As already mentioned, it is important to learn to solve those problems yourself. The homework is not for punishment, but to teach you how to learn new stuff on your own, which is an important trait of a computer scientist.
Nonetheless, because it seems like you really made some effort to solve it yourself already, here is my solution, followed by some explanation.
General concepts
The first thing that I feel like you didn't understand is the concept of classes and objects.
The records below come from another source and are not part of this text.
PR #61, opened 2021-11-08
Reflectometry rewrite

nvaytet:
This is a major re-write of the reflectometry code. This aims to be a first step in the rewrite, where some functionality has been removed/disabled (see illumination correction fx) for simplicity, and will be added back in as part of follow-up PRs.

The idea is to write the reflectometry module in a more functional way, rather than an object-oriented approach.
This way, we are passing Scipp data arrays and variables around, instead of custom classes, which makes functions more re-useable/portable, as well as more in-line with the rest of the `ess` codebase.

In addition, the gravity correction calculation has been replaced by a custom conversion graph that is then supplied to `transform_coords` to perform the calculation of the `two_theta` scattering angle and the `Q` vector.

The illumination correction has been removed from the reduction workflow (for now), but not from the codebase.

Many tests have been deleted, trying to keep relevant tests for the functions (the transform_coords is being tested in scipp and scippneutron, so we don't need to test again all aspects of it here). Some of these tests will come back in future PRs, when we add the full functionality back in.

A basic reduction notebook, based on the ones from the `ess-notebooks` repo has been added, and this should in the future become the reference reduction workflow, once we add all the missing bits.


src/ess/amor/tools.py
```diff
@@ -1,33 +1,26 @@
...
-def q_grid(q_min=0.008 * sc.Unit('1/angstrom'),
-           q_fix=0.005 * sc.Unit('1/angstrom'),
-           q_max=0.08 * sc.Unit('1/angstrom'),
-           d_q=None):
+def q_grid(q_min: sc.Variable = 0.008 * sc.Unit('1/angstrom'),
+           q_fix: sc.Variable = 0.005 * sc.Unit('1/angstrom'),
+           q_max: sc.Variable = 0.08 * sc.Unit('1/angstrom'),
+           d_q: sc.Variable = None) -> sc.Variable:
     """
-    Obtain a q_grid based on the custom linear-log grid from Jochen Stahn at PSI. The units of the bins are reciprocal angstrom.
```
arm61, line 18: Can we keep some comment (even if not in a dock string) reflecting where this grid has come from?

src/ess/reflectometry/conversions.py
```diff
@@ -0,0 +1,49 @@
...
+    c = (4 * pi).astype(dtype)
+    return c * sc.sin(two_theta.astype(dtype, copy=False)) / wavelength
+
+
+def reflectometry_graph() -> dict:
+    """
+    Generate a coordinate transformation graph for reflectometry.
+    """
+    graph = {**conversions.beamline(scatter=True), **conversions.elastic("tof")}
+    graph["two_theta"] = reflectometry_theta
```
arm61: Can we also produce something called `'theta'` alongside this?

arm61 (commented):
~~How come the `write.py` is removed? Just cause it needs to be rewritten from scratch?~~

Ignore I have remembered our conversation. i.e. the writing will be done with `orsopy`.

src/ess/reflectometry/conversions.py
nvaytet: yes, it seems we can add something that is called `theta` which is just a renaming of `two_theta` by doing
```Py
    graph["theta"] = "two_theta"
```

SimonHeybrock: Are you sure we need/want a double meaning of `theta`? This seems like it will nearly with certainty lead to bugs.

arm61: I want a dimension called `theta` in my final dataset, which is equal to a half of `two_theta`

SimonHeybrock: Then @nvaytet must have misunderstood you?

src/ess/amor/io/load.py
```diff
@@ -0,0 +1,90 @@
...
+    TODO: generalise mechanism to fold any number of pulses.
+    """
+    tof_offset = tau * chopper_phase / (180.0 * sc.units.deg)
+    # Make 2 bins, one for each pulse
+    edges = sc.array(dims=['tof'],
+                     values=[
+                         -tof_offset.value, (tau - tof_offset).value,
+                         (2 * tau - tof_offset).value
+                     ],
+                     unit=tau.unit)
```
SimonHeybrock:
```suggestion
    edges = sc.concat([-tof_offset, tau - tof_offset, 2 * tau - tof_offset], 'tof')
```

src/ess/amor/io/load.py
```diff
@@ -0,0 +1,90 @@
...
+    data = sc.bin(data, edges=[edges])
+    # Make one offset for each bin
+    offset = sc.concatenate(tof_offset, tof_offset - tau, 'tof')
```
SimonHeybrock:
```suggestion
    offset = sc.concat([tof_offset, tof_offset - tau], 'tof')
```

src/ess/amor/io/load.py
```diff
@@ -0,0 +1,90 @@
...
+    # Apply the offset on both bins
+    data.bins.coords['tof'] += offset
+    # Rebin to exclude second (empty) pulse range
+    return sc.bin(data, edges=[sc.concatenate(0. * sc.units.us, tau, 'tof')])
```
SimonHeybrock: concat

src/ess/amor/io/load.py
```diff
@@ -0,0 +1,90 @@
...
+    filename,
+    sample_angle_offset: sc.Variable = 0 * sc.units.deg,
+    beam_size: sc.Variable = 0.001 * sc.units.m,
+    sample_size: sc.Variable = 0.01 * sc.units.m,
+    detector_spatial_resolution: sc.Variable = 0.0025 * sc.units.m,
+    chopper_sample_distance: sc.Variable = 15.0 * sc.units.m,
+    chopper_speed: sc.Variable = 20 / 3 * 1e-6 / sc.units.us,
+    chopper_detector_distance: sc.Variable = 19.0 * sc.units.m,
+    chopper_chopper_distance: sc.Variable = 0.49 * sc.units.m,
+    chopper_phase: sc.Variable = -8.0 * sc.units.deg,
```
SimonHeybrock: Would it make sense to introduce a `dataclass` that combines all the chopper params into one?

A class is like a 'blueprint' of an object, and the object is once you instanciated it.
Compared with something like a car, the class would be the description how to build a car, and the object would be a car.
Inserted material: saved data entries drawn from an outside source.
PR #78, opened 2022-01-03
Try github actions

nvaytet:


.github/workflows/weekly_and_release.yml
```diff
@@ -0,0 +1,15 @@
+name: Weekly and Release
+
+on:
+  release:
+    types: [published]
+  schedule:
+    - cron: "0 0 * * 0"
```
SimonHeybrock: In https://github.com/scipp/scipp/pull/2351 I am running on Thursday, i.e., after most of the work week, but with Friday to fix any potential problems.

.github/workflows/weekly_and_release.yml
```diff
@@ -0,0 +1,15 @@
...
+
+jobs:
+  build:
+    uses: scipp/ess/.github/workflows/build.yml@try_github_actions
+
+  deploy:
+    needs: build
+    uses: scipp/ess/.github/workflows/deploy.yml@try_github_actions
```
SimonHeybrock: Remember to remove branch name.

SimonHeybrock (commented):
Looks good, missing `.github/dependabot.yml`?

.github/workflows/weekly_and_release.yml
nvaytet: actually, is this not returning us to the situation we were in with the azure templates, that we constantly have to remember to change back the names of the branch to `main` after we have made changes to the workflow?

Maybe I should instead have a single workflow file with conditionals?

SimonHeybrock: I think it is fine: In practice you will rarely change both at the same time?

SimonHeybrock (approved):

.github/workflows/weekly_and_release.yml
nvaytet: Actually you are running on Thursday at 0:00, so you have Thursday and Friday to fix things.

Anyway, I think I will offset by a few hours or a day, so that we are not running everything at the same time. What do you think?

SimonHeybrock: I don't know, is there a limit of parallel worker *across* repos?

nvaytet: I think it's 20 workers for the whole organization: https://github.com/github/docs/discussions/1724

PR #87, opened 2022-01-18
Small post-release changes

nvaytet:
- remove unused `theme_overrides`
- add new section in release notes
- add missing entry in version dropdown menu


jl-wynen (approved):
Do we generally want apply those changes after a release? It makes sense to not show the empty release notes for the next version.

nvaytet:
> Do we generally want apply those changes after a release? It makes sense to not show the empty release notes for the next version.

Yeah i think that makes sense.
However, the entry in the version dropdown menu should go in when the release is made, not after. I just forgot about it, and we should make something like this script also for `ess`: https://github.com/scipp/scipp/pull/2380

PR #89, opened 2022-01-21
Fix typos and add neutron velocity equation in WFM intro notebook

### LINKED ISSUE #70: Small typos in WFM docs
- Small error in section "using a wfm chopper" the text refers to figure 3 where I guess it should be figure 4.
- Reading on in the same section: L1 and L2 are referenced but not defined or illustrated in a figure

nvaytet:
Fixes #70


jl-wynen (commented):
What about the second comment?
> Reading on in the same section: L1 and L2 are referenced but not defined or illustrated in a figure

Do you think it is explained sufficiently clearly?

nvaytet:
> What about the second comment?
> 
> > Reading on in the same section: L1 and L2 are referenced but not defined or illustrated in a figure
> 
> Do you think it is explained sufficiently clearly?

I think we are already saying that they are the primary and secondary flight paths, so I would say they are defined. I think anyone interested in neutron physics will know what those flight paths are and I think having a figure just for that is overkill.
So i decided to leave it out.

jl-wynen (approved):

PR #90, opened 2022-01-25
Add more files / folder to gitignore

jl-wynen:
Some of these were taken from scipp, others from my local installation.
- I used `build` for the docs. I'm open to pick a different directory if we want to have a standard location.
- The egg comes from installing `ess` in developer mode (`pip install -e .`)

### DIFF
--- a/.gitignore
+++ b/.gitignore
@@ -13,5 +13,6 @@ src/ess/_version.py
 
 # Caches
 .ipynb_checkpoints
+.mypy_cache
 .virtual_documents
 __pycache__
--- a/.gitignore
+++ b/.gitignore
@@ -1,7 +1,6 @@
 # Build artifacts
 build
 *.pyc
-_fixed_version.py
 docs/generated
 ess.egg-info
 src/ess/_version.py
--- a/.gitignore
+++ b/.gitignore
@@ -1,3 +1,17 @@
+# Build artifacts
+build
 *.pyc
-.idea
 _fixed_version.py
+docs/generated
+ess.egg-info
+src/ess/_version.py
+
+# IDE / Editor settings
+.idea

You describe what a class is with public class Car { ... }, and instanciate an object of it with Car myCar = new Car();.
A class can have methods(=functions) and member variables(=data).
I just repeat those concepts because the code that you wrote looks like you didn't fully understand that concept yet. Please ask some other student who understood it to help you with that.
The Filter class
public class Filter{
String letters;
public Filter(String letters) {
this.letters = letters;
}
public boolean contains (char character){
for(int i = 0; i < letters.length(); i++) {
if(letters.charAt(i) == character)
return true;
}
return false;
}
public String toString (){
return "Filter(" + letters + ")";
}
}
Ok, let's brake that down.
public class Filter{
...
}
I guess you already got that part. This is where you describe your class structure.
String letters;
This is a class member variable. It is unique for every object that you create of that class. Again, for details, ask other students that understood it.
public Filter(String letters) {
this.letters = letters;
}
This is the constructor. When you create your object, this is the function that gets called.
In this case, all it does is to take an argument letters and stores it in the class-variable letters. Because they have the same name, you need to explicitely tell java that the left one is the class variable. You do this by adding this..
public boolean contains (char character){
for(int i = 0; i < letters.length(); i++) {
if(letters.charAt(i) == character)
return true;
}
return false;
}
This takes a character and looks whether it is contained in this.letters or not.
Because there is no name collision here, you can ommit the this..
If I understood right, the missing static here was one of your problems. If you have static, the function is class-bound and not object-bound, meaning you can call it without having an object. Again, it is important that you understand the difference, and if you don't, ask someone. (To be precise, ask the difference between class, object, static and non-static) It would take too long to explain that in detail here.
But in a nutshell, if the function is not static, it needs to be called on an object to work. Look further down in the other class for details how that looks like.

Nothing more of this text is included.